▶ [Dataset records]
PR #5050, opened 2019-07-15
Fix kv storage examples on all interleaving pages

### LINKED ISSUE #4642: Key value storage example shows all keys on same line
On https://www.cockroachlabs.com/docs/stable/interleave-in-parent.html#key-value-storage-example all of the example keys are on the same line:
Screenshot of Safari (9-04-19, 6-15-25 AM)

I think the intention was for each key to be on a separate line. That's how it shows in GitHub's [markdown rendering](https://github.com/cockroachdb/docs/blob/4ca8a8a51773b03d1ab82aeb18f4d4741c65d930/v19.1/interleave-in-parent.md), but not in the published version.

Screenshot of Safari (9-04-19, 6-17-14 AM)

rmloveland:
Fixes #4642.

### DIFF
--- a/v1.0/interleave-in-parent.md
+++ b/v1.0/interleave-in-parent.md
@@ -141,16 +141,16 @@ It can be easier to understand what interleaving tables does by seeing what it l
   (2, 1003, 70.00);
 ~~~
 
-Using an illustrative format of the key-value store (keys are represented in colors; values are represented by `-> value`), the data would be written like this:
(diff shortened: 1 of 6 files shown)


rmloveland:
@jseldess this is just a formatting fix, but it's for a user-filed issue (#4642) so I figured I'd do it while I'm looking at INTERLEAVE due to some other work.  PTAL.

▶ [Work to complete]
Your response should hold the lines from the first line of the entries above through the line with "I think the", each retyped exactly, and nothing else.

▶ [Solution for this problem]
PR #5050, opened 2019-07-15
Fix kv storage examples on all interleaving pages

### LINKED ISSUE #4642: Key value storage example shows all keys on same line
On https://www.cockroachlabs.com/docs/stable/interleave-in-parent.html#key-value-storage-example all of the example keys are on the same line:
Screenshot of Safari (9-04-19, 6-15-25 AM)

I think the intention was for each key to be on a separate line. That's how it shows in GitHub's [markdown rendering](https://github.com/cockroachdb/docs/blob/4ca8a8a51773b03d1ab82aeb18f4d4741c65d930/v19.1/interleave-in-parent.md), but not in the published version.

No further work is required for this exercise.